For the Rhode Island worker who has watched health premiums consume an ever-fatter chunk of the paycheck, this report may merely validate a long-felt pain rather than offering any surprising new facts.
But Ron Pollack, Families USA executive director, said he was surprised at the size of the disparity between premium growth and income growth around the nation.
Rhode Islanders, in fact, are faring comparatively well, because their incomes have increased more, according to the Families USA data. Nationwide, premiums are soaring 6 ½ times faster than income, with premiums going up 74 percent while median earnings increased only 12 percent during the six-year period.
“It’s clear that premiums are absorbing a larger and larger portion of available income,” Pollack said. “For that reason, more and more people in the state of Rhode Island are at risk of joining the ranks of the underinsured and uninsured.”
Already, more than 13 percent of Rhode Islanders under age 65 have no health insurance, up from 8.1 percent in 1999.
Christopher F. Koller, Rhode Island’s health insurance commissioner, said Families USA’s statistics were in line with those gathered by his office. Additionally, a 2005 survey of employers in Rhode Island found that fewer employers are offering health insurance, with the dropoff greatest among the smallest employers.
But Koller noted that efforts are under way on several fronts to address the problem in Rhode Island, including a task force examining better ways to care for those with costly chronic illnesses and an innovative effort to develop a low-cost health plan for small companies and individuals. Koller’s office is also leading efforts to make public the cost of specific health-care services, promoting workplace wellness programs and changing the way insurers reimburse doctors to better support primary care.
“We don’t see a national solution emerging soon,” Koller said, “and we’re not going to sit around and wait for it. We’re going to do what we can as a community.”
Kim Keough, spokeswoman for Blue Cross & Blue Shield of Rhode Island, also did not dispute the report’s findings. “Sadly enough, I’m not surprised,” she said. She noted that health-care expenditures have increased 400 percent in recent years, and that if the trend continues, premiums will be consuming people’s entire paychecks in 22 years.

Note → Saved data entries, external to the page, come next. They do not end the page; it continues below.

PR #957, opened 2021-09-28
Add purchase order version list endpoint

leebradley:
Add an endpoint to obtain purchase order versions at
/purchase-order/{UUID}/versions.

Related: #866

### DIFF
--- a/sdk/src/rest_api/actix_web_3/routes/purchase_orders.rs
+++ b/sdk/src/rest_api/actix_web_3/routes/purchase_orders.rs
@@ -92,14 +92,32 @@ pub async fn get_purchase_order(
 
 #[get("/purchase-order/{uuid}/versions")]
 pub async fn list_purchase_order_versions(
-    _store_state: web::Data<StoreState>,
-    _uuid: web::Path<String>,
-    _query: web::Query<QueryServiceId>,
+    store_state: web::Data<StoreState>,
+    uuid: web::Path<String>,
+    query_service_id: web::Query<QueryServiceId>,
+    query_paging: web::Query<QueryPaging>,
     version: ProtocolVersion,
     _: AcceptServiceIdParam,
 ) -> HttpResponse {
+    let store = store_state.store_factory.get_grid_purchase_order_store();
     match version {
-        ProtocolVersion::V1 => unimplemented!(),
+        ProtocolVersion::V1 => {
+            let paging = query_paging.into_inner();
+            match v1::list_purchase_order_versions(
+                store,
+                uuid.into_inner(),
+                query_service_id.into_inner().service_id.as_deref(),
+                paging.offset(),
+                paging.limit(),
+            ) {
+                Ok(res) => HttpResponse::Ok().json(res),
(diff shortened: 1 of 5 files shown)


sdk/src/rest_api/actix_web_3/routes/purchase_orders.rs
```diff
@@ -92,14 +92,28 @@ pub async fn get_purchase_order(
 
 #[get("/purchase-order/{uuid}/versions")]
 pub async fn list_purchase_order_versions(
-    _store_state: web::Data<StoreState>,
-    _uuid: web::Path<String>,
-    _query: web::Query<QueryServiceId>,
+    store_state: web::Data<StoreState>,
+    uuid: web::Path<String>,
```
shannynalayna, line 96: Can you update this argument to be `uid` as the purchase order id was previously updated from `uuid` -> `uid` (throughout other components in Grid)

shannynalayna: Including the openapi spec, we can make these updates as you are implementing each endpoint. But it might be worthwhile as apart of these tasks to verify the openapi spec is up to date

sdk/src/rest_api/actix_web_3/routes/purchase_orders.rs
```diff
@@ -92,14 +92,28 @@ pub async fn get_purchase_order(
...
+    let store = store_state.store_factory.get_grid_purchase_order_store();
     match version {
-        ProtocolVersion::V1 => unimplemented!(),
+        ProtocolVersion::V1 => {
+            match v1::get_purchase_order(
+                store,
+                uuid.into_inner(),
+                query_service_id.into_inner().service_id.as_deref(),
+            ) {
+                Ok(res) => HttpResponse::Ok().json(res.version_numbers),
```
shannynalayna, line 109: It looks like this will return just the version ids for the specified PO, but we want to be returning a list of the `PurchaseOrderVersion` objects. Could we use the store's `list_purchase_order_versions` here? You can specify the purchase order's ID & service id for that op

shannynalayna (dismissed):

sdk/src/rest_api/actix_web_3/routes/purchase_orders.rs
```diff
@@ -90,16 +90,34 @@ pub async fn get_purchase_order(
     }
 }
 
-#[get("/purchase-order/{uuid}/versions")]
+#[get("/purchase-order/{uid}/versions")]
```
dnewh, line 93: Should this be `.../version` to match the other routes?

dnewh (changes requested):

sdk/src/rest_api/actix_web_3/routes/purchase_orders.rs
leebradley: I agree. Updated the endpoints and spec so that all these version endpoints are singular.

dnewh (approved):

shannynalayna (approved):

Keough said that Blue Cross tries to control costs by tracking doctors who bill unusually high amounts, limiting reimbursement to hospitals, promoting health and wellness programs, boosting the use of generic drugs, and educating members on when to use the emergency room. But she said, “No sole entity can do this alone. It’s really going to take a united effort.”
Pollack, of Families USA, said that over the long term, premium increases correlate closely with medical costs, so the underlying problem is how much Americans spend on health care, rather than manipulation by insurance companies.

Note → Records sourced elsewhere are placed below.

PR #959, opened 2021-09-28
Add OpenAPI validation

leebradley:
Add a GitHub Action to validate the swagger file


leebradley:
This PR updates CI to fail when there are validation problems with `daemon/openapi.yaml`.

There are currently validation problems, so this test will (correctly) fail.

vaporos:
This is cool, but any linting, we need to be able to replicate w/just as well; maybe "just lint-openapi" if it has to use docker.

leebradley:
Once https://github.com/hyperledger/grid/pull/965 is merged the OpenAPI validation step in this PR should pass

leebradley:
> This is cool, but any linting, we need to be able to replicate w/just as well; maybe "just lint-openapi" if it has to use docker.

Updated to add a command `just lint-openapi` that is now run by the GitHub actions

PR #960, opened 2021-09-29
Add CLI filters to DB ops

dnewh:
This adds filters to some of the PO DB operations that correspond to the filters available in the list/show PO CLI commands.


cli/man/grid-po-version-list.1.md
```diff
@@ -13,13 +13,19 @@ NAME
...
 
-**grid po version list** \[**FLAGS**\] \[**OPTIONS**\]
+**grid po version list** \[**FLAGS**\] \[**OPTIONS**\] <PURCHASE_ORDER_ID>
 
 DESCRIPTION
 ===========
 
 List purchase order versions in grid.
 
+ARGS
```
shannynalayna, line 23: Can we update the man page in a separate commit? I think it would be worthwhile to separate out that change so it's easily viewable

cli/man/grid-po-list.1.md
```diff
@@ -57,10 +57,14 @@ OPTIONS
...
-  
-`--org`
-: Optionally, filter the purchase orders for the organization specified by
-  `ORG_ID`. 
+
+`--buyer-org`
+: Optionally, filter the purchase orders for the buyer organization specified
+  by `ORG_ID`.
+
+`--seller-org`
```
shannynalayna, line 65: Hm, I wonder if it would make sense to keep the `org` argument or something like `org_id` and make this value match against both the buyer and seller org value in the db op? Would it be worthwhile to return all pos an org is involved in (regardless of buyer or seller) ?

dnewh: I think splitting it up is fine. If we have both the buyer and seller, I think it makes the most sense to have filters for both too.

cli/man/grid-po-version-list.1.md
dnewh: updated

leebradley (approved):

shannynalayna (approved):

sdk/src/rest_api/actix_web_3/routes/purchase_orders.rs
```diff
@@ -37,11 +39,20 @@ pub struct QueryRevisionNumber {
...
+pub struct QueryIsOpen {
+    pub is_open: Option<bool>,
+}
+
 #[get("/purchase-order")]
 pub async fn list_purchase_orders(
     store_state: web::Data<StoreState>,
-    query_buyer_org_id: web::Query<QueryOrgId>,
-    query_seller_org_id: web::Query<QueryOrgId>,
+    query_filters: web::Query<ListPOFilters>,
```
shannynalayna, line 65: Are the `QueryIsOpen` and `QueryHasAcceptedVersion` still needed here since it looks like we're just using the `ListPOFilters` struct?

sdk/src/purchase_order/store/mod.rs
```diff
@@ -821,12 +827,16 @@ pub trait PurchaseOrderStore {
     /// # Arguments
     ///
     ///  * `po_uid`   - The uid of the purchase order to get versions for
+    ///  * `is_accepted - Optional filter to get just the accepted or not
+    ///    accepted versions for a PO
+    ///  * `is_draft` - Optional filter to get versions marked as draft or not
```
shannynalayna, line 832: Since we're consolidating the filters in the `list_purchase_orders` method, perhaps we should keep that consistent so making these one bullet point

dnewh: updated

PR #967, opened 2021-10-01
Add implementation for "create version" action in po smart contract

shannynalayna:
This PR mainly adds an implementation and unit tests for the "create_version" function within the purchase order smart contract's handler.


contracts/purchase_order/src/handler.rs
```diff
@@ -315,12 +315,120 @@ fn update_purchase_order(
...
+            ))
+        })?
+        .ok_or_else(|| {
+            ApplyError::InvalidTransaction(format!("Purchase order {} does not exist", po_uid))
+        })?
+        .workflow_type()
+        .to_string();
+    // Validate this version does not already exist
+    if state
+        ._get_purchase_order_version(po_uid, version_id)?
```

Families USA calls its report the first state-by-state comparison of premiums and income. Pollack said his group conducted the study to get state-specific information after recent reports looked at the issue on a national basis. The state reports are also, he acknowledged, an effort to get health care on the political agenda in states with hotly contested congressional races.
Asked whether efforts on the state level can address the problem, Pollack said that states can make a difference, but “ultimately, this is truly a national problem. … To be truly effective, it’s going to require leadership on the federal level.”

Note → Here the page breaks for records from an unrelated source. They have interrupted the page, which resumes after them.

PR #968, opened 2021-10-04
Create PO in cli

KevinAnsleyJohnson:
Adding functionality to create purchase order. Based on the updated RFC,
we need buyer-org and seller-org instead of owning org. Changes are
reflected in the man pages as well as code.

### DIFF
--- a/cli/Cargo.toml
+++ b/cli/Cargo.toml
@@ -47,6 +47,7 @@ serde = { version = "1", features = ["derive"] }
 serde_yaml = "0.8"
 diesel_migrations = "1.4"
 whoami = "1"
+rand = { version = "0.7", optional = true }
 
 [dev-dependencies]
 tempdir = "0.3"
@@ -88,7 +89,7 @@ sqlite = [
 location = ["pike", "schema"]
 pike = []
 product = ["pike", "schema"]
-purchase-order = ["grid-sdk/purchase-order"]
+purchase-order = ["grid-sdk/purchase-order", "rand"]
 sawtooth = []
 schema = ["pike"]
 splinter = []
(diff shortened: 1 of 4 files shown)


cli/Cargo.toml
```diff
@@ -47,6 +47,7 @@ serde = { version = "1", features = ["derive"] }
 serde_yaml = "0.8"
 diesel_migrations = "1.4"
 whoami = "1"
+rand = "0.7"
```
dnewh, line 50: This should be pulled in by the purchase-order feature

dnewh (changes requested):

cli/src/main.rs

Pollack acknowledged that there is now little political will to tackle the issue comprehensively on the federal level. Even so, he said, in the near future the federal government can make a big difference by reauthorizing a program providing health insurance to poor children, and expanding it to encompass the remaining 9 million uninsured children. Also, amending the new Medicare law to empower the federal government to negotiate prices with drug manufacturers could save money for everyone, Pollack said.
To develop its state reports, Families USA interpreted data from the U.S. Census Bureau, the U.S. Agency for Health Care Research and Quality, and the U.S. Department of Labor.
Families USA is financed chiefly by large foundations, such as the Robert Wood Johnson Foundation, the Packard Foundation and the Kellogg Foundation.
Health care in Rhode Island
From 2000 to 2006:
•Annual health-insurance premiums for family coverage provided through the workplace rose from $6,904 to $12,071, an increase of $5,167 or 74.8 percent.
•Median earnings of workers increased from $26,164 to $32,134 or 22.8 percent.
•For family health coverage, the employer’s portion of annual premiums rose from $5,314 to $9,343, an increase of 75.8 percent.
•For family health coverage, the worker’s portion of annual premiums rose from $1,590 to $2,728, an increase of 71.6 percent.
•For individual health coverage, the employer’s portion of annual premiums rose from $2,382 to $4,280, an increase of 79.7 percent.
•For individual health coverage, the worker’s portion of annual premiums rose from $446 to $952, an increase of 113.4 percent.
Source: Premiums versus Paychecks: A Growing Burden for Rhode Island’s Workers. Families USA.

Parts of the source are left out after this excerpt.